* _WHAT THE TASK REQUIRES_:
Begin with the first line of the entries below. Copy each line exactly, stopping after the one that contains "closes #842".

[Collected data entries]
####
PR #840, opened 2021-06-07
[Do not merge] Re-export layout helpers via enable.api

rahulporuri:
This PR re-exports the layout helpers `simple_container_do_layout`, `simple_container_get_preferred_size`, `stack_layout` and `stacked_preferred_size` via `enable.api` because they are now used by chaco. See PR https://github.com/enthought/chaco/pull/757. This PR also slightly improves the docstring of `stacked_preferred_size`.

### DIFF
--- a/enable/api.py
+++ b/enable/api.py
@@ -145,6 +145,12 @@ Enable Components
 - :class:`~.GraphicsContextEnable`
 - :class:`~.ImageGraphicsContextEnable`
 
+Layout Helpers
+--------------
+
+- :func:`~.stack_layout`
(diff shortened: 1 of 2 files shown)


rahulporuri:
> If these are not going to be needed in chaco when the refactor is complete, do they need to be in the api?

Yeah. Sorry. I wanted to turn this into a draft PR but I couldn't figure out how to. I'll just close the PR for now.
When the refactor is complete, this PR should be unnecessary and these helpers won't need to be re-exported via `enable.api`.

PR #787, opened 2021-04-20
Remove deprecated "str_to_font" and "points_in_polygon" functions.

rahulporuri:
This PR removes the deprecated `str_to_font` from `enable.api` and `points_in_polygon` from `kiva.agg`.

PR #843, opened 2021-06-09
add points_in_polygon back to kiva.agg

### LINKED ISSUE #842: Add points_in_polygon back to kiva.agg
Downstream users still import `points_in_polygon` from `kiva.agg`.  We should add it back for the 5.2 release to avoid breaking code

aaronayres35:
[targeting `maint/5.2`]

closes #842 

This was originally removed in #787, however we still have users of this code so we are re-adding it here to avoid breaks with the upcoming release.


rahulporuri:
here's what comes up when i search for `from kiva.agg import` in the enthought org on GitHub - of which only two instances of `from kiva.agg import ..., points_in_polygon, ...`  are relevant to us.

PR #847, opened 2021-06-11
use oldest-supported-numpy in pyproject.toml

### LINKED ISSUE #846: Built Enable/Kiva may be binary-incompatible with older NumPy versions
This is the sister issue to https://github.com/enthought/chaco/issues/778

See the above issue for the full saga.  In summary, enable will be built using the latest numpy, but an older version of numpy may be what exists in the environment after it is built.  This can lead to unexpected/confusing segfaults and compatibility issues. 

See comment: https://github.com/enthought/chaco/issues/778#issuecomment-859460130 for a promising approach to a resolution.

aaronayres35:
fixes #846 using the same approach as https://github.com/enthought/chaco/pull/779

We will want to backport this to `maint/5.2` prior to the 5.2.0 release.

### DIFF
--- a/pyproject.toml
+++ b/pyproject.toml
@@ -1,3 +1,3 @@
 [build-system]
-requires = ["cython", "numpy", "setuptools", "wheel"]
+requires = ["cython", "oldest-supported-numpy", "setuptools", "wheel"]
 build-backend = "setuptools.build_meta"


rahulporuri (approved):
LGTM

PR #848, opened 2021-06-14
Remove more code branches that supported Python 2

rahulporuri:
This PR removes 2 more code branches that supported Python 2. These code branches were hard to discover because they checked if a string is equal to a bytestring (`'' == b''`) - which is only true on Python 2 and not on Python 3. Note that these were discovered when looking at #839


aaronayres35 (approved):
LGTM

rahulporuri:
I don't think this PR needs to be backported to the 5.2 release.

PR #850, opened 2021-06-14
Set cython "language_level" explicitly to 3

rahulporuri:
This PR explicitly sets the Cython `language_level` to 3.

### DIFF
--- a/kiva/_cython_speedups.pyx
+++ b/kiva/_cython_speedups.pyx
@@ -7,6 +7,8 @@
 # is also available online at http://www.enthought.com/licenses/BSD.txt
 #
 # Thanks for using Enthought open source!
+
+# cython: language_level=3
 import numpy as np
 from numpy cimport uint8_t
 cimport _hit_test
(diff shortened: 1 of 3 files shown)


aaronayres35 (approved):
changes LGTM

On master / the maint branch I am not seeing the same `language_level` warning I was seeing with chaco... Nonetheless these changes make sense.  There are other `.pyx` files in the code base, e.g `kiva/quartz/ABCGI.pyx`, `kiva/quartz/CTFont.pyx`, etc.
Do these all need these header comments as well?

Enable does not explicitly call `cythonize` itself like chaco does.  Instead it uses `Cython.Distutils.build_ext` which calls it here https://github.com/cython/cython/blob/3e7aa76b8957e2347f3cb9dfc077897b65c5d194/Cython/Distutils/build_ext.py#L20-L21
Hence I do not know how we could cover all relevant files in one line like `extensions = cythonize(extensions, language_level = "3")` as mentioned here: https://stackoverflow.com/questions/34603628/how-to-specify-python-3-source-in-cythons-setup-py

PR #498, opened 2022-04-08
Further improve the workaround for Mirror's slowness

gwynne:
Refactors the workaround into its own `IteratorProtocol` and `Sequence` implementation, and starts using the workaround for `AnyModel.anyID` for good measure (this was not happening before).

Also removes unneeded `@testable` imports from the tests.

### DIFF
--- a/.github/workflows/test.yml
+++ b/.github/workflows/test.yml
@@ -53,6 +53,8 @@ jobs:
         swiftver:
           - swift:5.2
           - swift:5.5
+          - swift:5.6
+          - swiftlang/swift:nightly-main
         swiftos:
           - focal
         dependent:
@@ -66,11 +68,11 @@ jobs:
         run: apt-get -q update && apt-get -q install -y libsqlite3-dev
         if: ${{ contains(matrix.dependent, 'sqlite') }}
       - name: Check out package
-        uses: actions/checkout@v2
+        uses: actions/checkout@v3
         with:
           path: package
       - name: Check out dependent
-        uses: actions/checkout@v2
+        uses: actions/checkout@v3
         with:
           repository: vapor/${{ matrix.dependent }}
           path: dependent
--- a/Sources/FluentKit/Model/AnyModel.swift
+++ b/Sources/FluentKit/Model/AnyModel.swift
@@ -34,10 +34,15 @@ extension AnyModel {
     }
 
     var anyID: AnyID {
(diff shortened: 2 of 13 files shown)


.github/workflows/test.yml
```diff
@@ -53,6 +53,8 @@ jobs:
         swiftver:
           - swift:5.2
           - swift:5.5
+          - swift:5.6
+          - swiftlang/swift:nightly-main
```
0xTim, line 57: I don't think this will work, there's a regression with the compiler and Vapor

0xTim (approved):
LGTM I think!

Sources/FluentKit/Model/AnyModel.swift
```diff
@@ -34,10 +34,15 @@ extension AnyModel {
     }
 
     var anyID: AnyID {
-        guard let id = Mirror(reflecting: self).descendant("_id") as? AnyID else {
-            fatalError("id property must be declared using @ID")
+        for (nameC, child) in _FastChildSequence(subject: self) {
```
Joannis, line 37: Can we get some docs? 😇

Joannis: There's a few constants I'd love to understand

Joannis:
What are the performance differences? I know it can only be good.

.github/workflows/test.yml
gwynne: Apparently Fluent by itself doesn't hit whatever's borked 🤷‍♀️

Sources/FluentKit/Model/AnyModel.swift
gwynne: Okay, yeah, that's fair, I should've at least added the comments for the ASCII codes 😅

gwynne:
> What are the performance differences? I know it can only be good.

The original workaround, before this PR, halved the runtime of the `properties` and `labeledProperties` methods. It does even better for `anyID`, something on the order of a 5x improvement - the ID property tends to be at or near the beginning of most models (and the compiler is usually cooperative about laying out the field metadata in the order they appear in the source), so the early exit from the iteration loop on match yields big wins. I don't know yet how that translates to Fluent performance in general; `anyID` is used in a lot of places, but it's not the real bottleneck (the real one is the `properties` method).

PR #501, opened 2022-04-25
Make accessing `model.id` safe

### LINKED ISSUE #495: Shouldn't use `model.id!` but `guard let id = model.id`
### Describe the bug

The codebase uses lots of `model.id!` e.g. https://github.com/vapor/fluent-kit/blob/main/Sources/FluentKit/Model/Model%2BCRUD.swift#L74, and if a model was newly created using a custom `init` without generating the `id` yet (e.g. on iOS client), accessing `model.id!` causes instant crash. Instead, we should `guard` and throw an exception.

### To Reproduce

1. Add a model and a custom `init`, and don't manually assign a value to `id`
2. Call `model.delete()`

### Expected behavior

An exception should be thrown as `delete` etc are throwing functions

### Environment

I'm using `fluent-sqlite-driver` of `main` branch via SPM in Xcode on iOS 15.4, which depends on `FluentKit`

* Vapor Framework version: NA
* Vapor Toolbox version: NA
* OS version: macOS 12.3

ahmdyasser:
This removes force unwraps when accessing a model's ID in the CRUD operations and changes them to throw an error instead to make the code safer.

Resolves #495

### DIFF
--- a/Sources/FluentKit/Model/Model+CRUD.swift
+++ b/Sources/FluentKit/Model/Model+CRUD.swift
@@ -9,7 +9,7 @@ extension Model {
 
     public func create(on database: Database) -> EventLoopFuture<Void> {
         return database.configuration.middleware.chainingTo(Self.self) { event, model, db in
-            model.handle(event, on: db)
+            try model.handle(event, on: db)
         }.handle(.create, self, on: database)
     }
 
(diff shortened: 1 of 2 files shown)


0xTim (approved):
Thanks!

0xTim:
Original comment:
- replacing model.id! with guard let id = model.id
- marking the containing function as throwing function
- throw error if accessing id before initializing it

hyouuu:
Awesome!

PR #509, opened 2022-05-29
Initial support for composite primary keys

gwynne:
@tanner0101 _Look upon my works, ye mighty, and despair..._ 🤣

### DIFF
--- a/Sources/FluentKit/Properties/Property.swift
+++ b/Sources/FluentKit/Properties/Property.swift
@@ -32,10 +32,17 @@ public protocol AnyCodableProperty: AnyProperty {
 
 public protocol AnyQueryableProperty: AnyProperty {
     var path: [FieldKey] { get }
+    func queryableValue() -> DatabaseQuery.Value?
 }
 
 public protocol QueryableProperty: AnyQueryableProperty, Property {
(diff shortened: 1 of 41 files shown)


0xTim (commented):
Initial work LGTM

Sources/FluentKit/Properties/Property.swift
```diff
@@ -32,14 +32,44 @@ public protocol AnyCodableProperty: AnyProperty {
 
 public protocol AnyQueryableProperty: AnyProperty {
     var path: [FieldKey] { get }
+    func queryableValue() -> DatabaseQuery.Value?
```
0xTim, line 35: Is this technically a breaking change for anyone who creates their own properties?

0xTim (approved):
One query just to make sure we go into this with eyes open. I've tested this with FluentPostGIS as well and it's all good

Sources/FluentKit/Properties/Property.swift
gwynne: No, because a default implementation is provided (and it's not legal to conform to `AnyQueryableProperty` without conforming to `QueryableProperty`).

PR #514, opened 2022-06-18
Add missing info to missingParent error, fix ID compare for composite IDs

gwynne:
- The `missingParent` case of `FluentError` now contains detailed information about which model was missing as part of the error itself. (Yes, this is technically a public API-breaking change, but I'm invoking the "enums are a messy edge case for semver" exception because it's a real problem that this info has been missing from the API.)
- `.filter(\.$id == ...)` and `.filter(\.$id != ...)` now work when the queried model is using `@CompositeID`.


jdmcd (approved):
LGTM - thank you

PR #519, opened 2022-06-25
Additional API for pagination to access individual page

nashysolutions:
Adds the ability to get a single page when paginating a request:

```swift
let page = try await Model.query(on: req.db).page(withIndex: 2, size: 10)
```


0xTim (approved):
Looks useful thanks!

0xTim (changes requested):
Could you add an async wrapper for the new function to QueryBuilder+Concurrency.swift? Thanks!

0xTim:
Oh we'll also need tests for the new behaviour, especially around the boundaries like requesting page `-1`  or page 11 when there are only 10 pages etc

PR #521, opened 2022-06-30
Formatted boolean properties

gwynne:
Adds two new property types to Fluent: `@Boolean` and `@OptionalBoolean`. These properties always have `Bool` values, and can be configured with a storage format, similarly to `@Timestamp`. For example, the `.trueFalse` format stores the strings `"true"` and `"false"` in the database, and parses those strings on load. If no format is specified, the database's default native format for `Bool` is used, equivalently to using `@Field` or `@OptionalField`. An appropriate column data type must be specified in the migration for the model.

### DIFF
--- a/Sources/FluentKit/Properties/Boolean.swift
+++ b/Sources/FluentKit/Properties/Boolean.swift
@@ -3,6 +3,45 @@ extension Fields {
         where Format: BooleanPropertyFormat
 }
 
+/// A Fluent model property which represents a boolean (true/false) value.
+///
+/// By default, `Bool` properties are stored in a database using the storage format
+/// defined by the database driver, which corresponds to using the `.bool` data type
+/// on the appropriate field in a migration. This property wrapper allows specifying
+/// an alternative storage format - such the strings "true" and "false" - which is
+/// automatically translated to and from a Swift `Bool` when loading and saving the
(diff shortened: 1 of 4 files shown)


jdmcd (approved):

Sources/FluentKit/Properties/Boolean.swift
```diff
@@ -0,0 +1,82 @@
+extension Fields {
+    public typealias Boolean<Format> = BooleanProperty<Self, Format>
+        where Format: BooleanPropertyFormat
+}
+
+@propertyWrapper
```
0xTim, line 6: Would be good to have some API docs as we expand our our reference docs

Sources/FluentKit/Properties/OptionalBoolean.swift
```diff
@@ -0,0 +1,98 @@
+extension Fields {
+    public typealias OptionalBoolean<Format> = OptionalBooleanProperty<Self, Format>
+        where Format: BooleanPropertyFormat
+}
+
+@propertyWrapper
+public final class OptionalBooleanProperty<Model, Format>
```
0xTim, line 7: Something something API docs

0xTim (approved):
LGTM - would be good to add some API docs but otherwise all good!

PR #523, opened 2022-07-11
Allow updating deleted models with `Model.update(on:)`

grahamburgsma:
Previously could not update a model that was deleted using `Model.update(on:)` which seem unintuitive.

### DIFF
--- a/Sources/FluentKit/Model/Model+CRUD.swift
+++ b/Sources/FluentKit/Model/Model+CRUD.swift
@@ -58,6 +58,7 @@ extension Model {
         let input = self.collectInput()
         guard let id = self.id else { throw FluentError.idRequired }
         return Self.query(on: database)
+            .withDeleted()
             .filter(id: id)
             .set(input)
             .update()


0xTim:
@grahamburgsma looks like this greats all the unit tests because of the expected generated SQL. That will need to be fixed, but waiting to hear back from @gwynne as to whether this should be supported or there's some context we're missing. (I think this is fine)

grahamburgsma:
> That will need to be fixed, but waiting to hear back from @gwynne

For sure I'll fix those if it otherwise looks good from @gwynne.  It is a change in behaviour so I wasn't sure if this would be accepted.

gwynne:
In theory there's nothing wrong with this, but in practice it represents a significant change in the behavior of a public API; I'm not really comfortable with it when there's an existing workaround (in the form `SomeModel.query(on: database).withDeleted().set(\.$foo, to: bar).update()`).

grahamburgsma:
> In theory there's nothing wrong with this, but in practice it represents a significant change in the behavior of a public API; I'm not really comfortable with it when there's an existing workaround.

Yes I was hesitant to even make this PR as people could potentially be relying on the current behaviour, but wanted to see what you thought of it. Thanks for the review!

PR #525, opened 2022-07-21
SchemaBuilder functions with @discardableResult

dmonagle:
Added @discardableResult to all functions in SchemaBuilder that modify Self and return Self. This brings it in line with QueryBuilder and also allows more complicated migrations that use conditional logic (ie not chained) to work without having to use `let _ =` to avoid `Result of call to 'xxx' is unused` warnings.


gwynne (approved):
LGTM! I'm actually amazed no one ever noticed this or opened an issue about it before now.

PR #526, opened 2022-07-25
Log start and finish of migration prepares and reverts

gwynne:
Also adds some documentation comments to the confusion that is `Property.swift`.

Shoutout to @dmonagle for being the first to point out to me that this logging was missing!

### DIFF
--- a/Sources/FluentKit/Migration/Migrator.swift
+++ b/Sources/FluentKit/Migration/Migrator.swift
@@ -246,13 +246,17 @@ private final class DatabaseMigrator {
     // MARK: Private
 
     private func prepare(_ migration: Migration, batch: Int) -> EventLoopFuture<Void> {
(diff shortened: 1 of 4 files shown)


Sources/FluentKit/Migration/Migrator.swift
```diff
@@ -246,13 +246,17 @@ private final class DatabaseMigrator {
     // MARK: Private
 
     private func prepare(_ migration: Migration, batch: Int) -> EventLoopFuture<Void> {
+        self.database.logger.info("[Migrator] Starting prepare of migration '\(migration.name)'")
```
0xTim, line 249: Actually I know I said yes to this but let's move the migration name into the logger metadata instead

0xTim (changes requested):

0xTim (approved):
LGTM

PR #529, opened 2022-08-10
Performance and behavior improvements for encoding/decoding Fluent relations

gwynne:
This PR addresses the following items:

- The performance of eager loading for `@Parent` and `@OptionalParent` relations should now scale more strictly linearly rather than exhibiting eventually quadratic behavior. This only affects the last step of eager loading, and will probably only be noticeable in queries which eager load a very large number of small models.
- The information contained by a `FluentError.missingParent()` error is now more complete and consistent.
- The default `Codable` conformance provided to any type conforming to `Fields` (which includes all `Model`s) should now be slightly but noticeably more performant; a number of unnecessary extra intermediate steps and repeated actions have been removed.
- Errors thrown from the default `Codable` conformance on `Fields` now retain the full coding path of the entire coding operation, rather than only the failing key.
- Setting an `@OptionalParent` property's `value` to `nil` (or more precisely, `.some(.none)`) no longer results in the property failing to encode its `id`.

There is a new protocol requirement on `AnyCodableProperty` - while it is not expected that external users need to be concerned with said requirement, it does technically make this a `semver-minor` update (see the comments on `AnyCodableProperty.skipPropertyEncoding` for details of the new property).


Sources/FluentKit/Properties/CompositeID.swift
```diff
@@ -74,11 +74,13 @@ extension CompositeIDProperty: AnyDatabaseProperty {
 
 extension CompositeIDProperty: AnyCodableProperty {
     public func encode(to encoder: Encoder) throws {
-        try self.value!.encode(to: encoder)
+        var container = encoder.singleValueContainer()
+        try container.encode(self.value!)
```
0xTim, line 78: I know this is probably safe but should we try a guard and throw an error in the case it should never hit?

Sources/FluentKit/Properties/OptionalParent.swift
```diff
@@ -151,25 +151,25 @@ extension OptionalParentProperty: EagerLoadable {
...
-                }.first)
+        var sets = Dictionary(grouping: models, by: { $0[keyPath: self.relationKey].id })
+        let nilParentModels = sets.removeValue(forKey: nil) ?? []
+
+        return To.query(on: database).filter(\._$id ~~ Set(sets.keys.compactMap { $0 })).all().flatMapThrowing {
+            let parents = Dictionary(uniqueKeysWithValues: $0.map { ($0.id!, $0) })
+
+            for (parentId, models) in sets {
+                guard let parent = parents[parentId!] else {
+                    database.logger.debug("No parent '\(To.self)' with id '\(parentId!)' was found in eager-load results.")
```
0xTim, line 167: Parent ID should be metadata instead if embedded in the String

Sources/FluentKit/Properties/Parent.swift
```diff
@@ -146,33 +146,22 @@ extension ParentProperty: EagerLoadable {
...
-                        to: "\(To.self)",
-                        key: From.path(for: self.relationKey.appending(path: \.$id)).first!.description,
-                        id: "\(model[keyPath: self.relationKey].id)"
-                    )
+        return To.query(on: database).filter(\._$id ~~ Set(sets.keys)).all().flatMapThrowing {
+            let parents = Dictionary(uniqueKeysWithValues: $0.map { ($0.id!, $0) })
+
+            for (parentId, models) in sets {
+                guard let parent = parents[parentId] else {
+                    database.logger.debug("No parent '\(To.self)' with id '\(parentId)' was found in eager-load results.")
```
0xTim, line 161: As above

0xTim (approved):
LGTM - a few nits but feel free to take them or leave them

Sources/FluentKit/Properties/CompositeID.swift
gwynne: A `CompositeID` property with no value set will have already crashed out in 20 other places before it gets anywhere near here; the only reason the value is optional is the definition of `id` on `Model` absolutely requires it (despite the fact that it's not a supported scenario for composite ID models 🤦‍♀️).

Sources/FluentKit/Properties/OptionalParent.swift
gwynne: Honestly, I only even added this log line for @jdmcd's benefit, and later mooted the point by making the call to slightly break API by throwing a useful (**GASP!!!**) error; it probably can just be removed.

PR #534, opened 2022-09-28
fix: detach not invoke delete lifecycle

AFutureD:
This PR is aiming to fix the issue #533 and [vapor/fluent#747](https://github.com/vapor/fluent/issues/747#issuecomment-1259817436_).

The `SiblingsProperty.detach(_:on:)` miss to invoke delete lifecycle, while `SiblingsProperty.attach(_:on:)` does.

The last line `.delete()` just simply build an sql and runs it, which cause some issues.

```Swift
    public func detach(_ tos: [To], on database: Database) -> EventLoopFuture<Void> {
        guard let fromID = self.idValue else {...}
        let toIDs = tos.map {...}

        return Through.query(on: database)
            .filter(self.from.appending(path: \.$id) == fromID)
            .filter(self.to.appending(path: \.$id) ~~ toIDs)
            .delete()
    }
```

### DIFF
--- a/Sources/FluentKit/Properties/Siblings.swift
+++ b/Sources/FluentKit/Properties/Siblings.swift
@@ -203,7 +203,7 @@ public final class SiblingsProperty<From, To, Through>
         return Through.query(on: database)
             .filter(self.from.appending(path: \.$id) == fromID)
             .filter(self.to.appending(path: \.$id) ~~ toIDs)
-            .delete()
+            .all().flatMapEach(on: database.eventLoop) { $0.delete(on: database) }
     }
 
     /// Detach a single model by deleting the pivot.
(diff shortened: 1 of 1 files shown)


0xTim (commented):
I think we're going to have to be a bit cleverer here and manually invoke the lifecycle or similar because at the moment we can't accept the patch as is as it turns a functions that performs one SQL query into a function that performs as many queries as there are siblings which would be a big performance hit

0xTim:
cc @gwynne

AFutureD:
####
* _SOLUTION_:
PR #840, opened 2021-06-07
[Do not merge] Re-export layout helpers via enable.api

rahulporuri:
This PR re-exports the layout helpers `simple_container_do_layout`, `simple_container_get_preferred_size`, `stack_layout` and `stacked_preferred_size` via `enable.api` because they are now used by chaco. See PR https://github.com/enthought/chaco/pull/757. This PR also slightly improves the docstring of `stacked_preferred_size`.

### DIFF
--- a/enable/api.py
+++ b/enable/api.py
@@ -145,6 +145,12 @@ Enable Components
 - :class:`~.GraphicsContextEnable`
 - :class:`~.ImageGraphicsContextEnable`
 
+Layout Helpers
+--------------
+
+- :func:`~.stack_layout`
(diff shortened: 1 of 2 files shown)


rahulporuri:
> If these are not going to be needed in chaco when the refactor is complete, do they need to be in the api?

Yeah. Sorry. I wanted to turn this into a draft PR but I couldn't figure out how to. I'll just close the PR for now.
When the refactor is complete, this PR should be unnecessary and these helpers won't need to be re-exported via `enable.api`.

PR #787, opened 2021-04-20
Remove deprecated "str_to_font" and "points_in_polygon" functions.

rahulporuri:
This PR removes the deprecated `str_to_font` from `enable.api` and `points_in_polygon` from `kiva.agg`.

PR #843, opened 2021-06-09
add points_in_polygon back to kiva.agg

### LINKED ISSUE #842: Add points_in_polygon back to kiva.agg
Downstream users still import `points_in_polygon` from `kiva.agg`.  We should add it back for the 5.2 release to avoid breaking code

aaronayres35:
[targeting `maint/5.2`]

closes #842 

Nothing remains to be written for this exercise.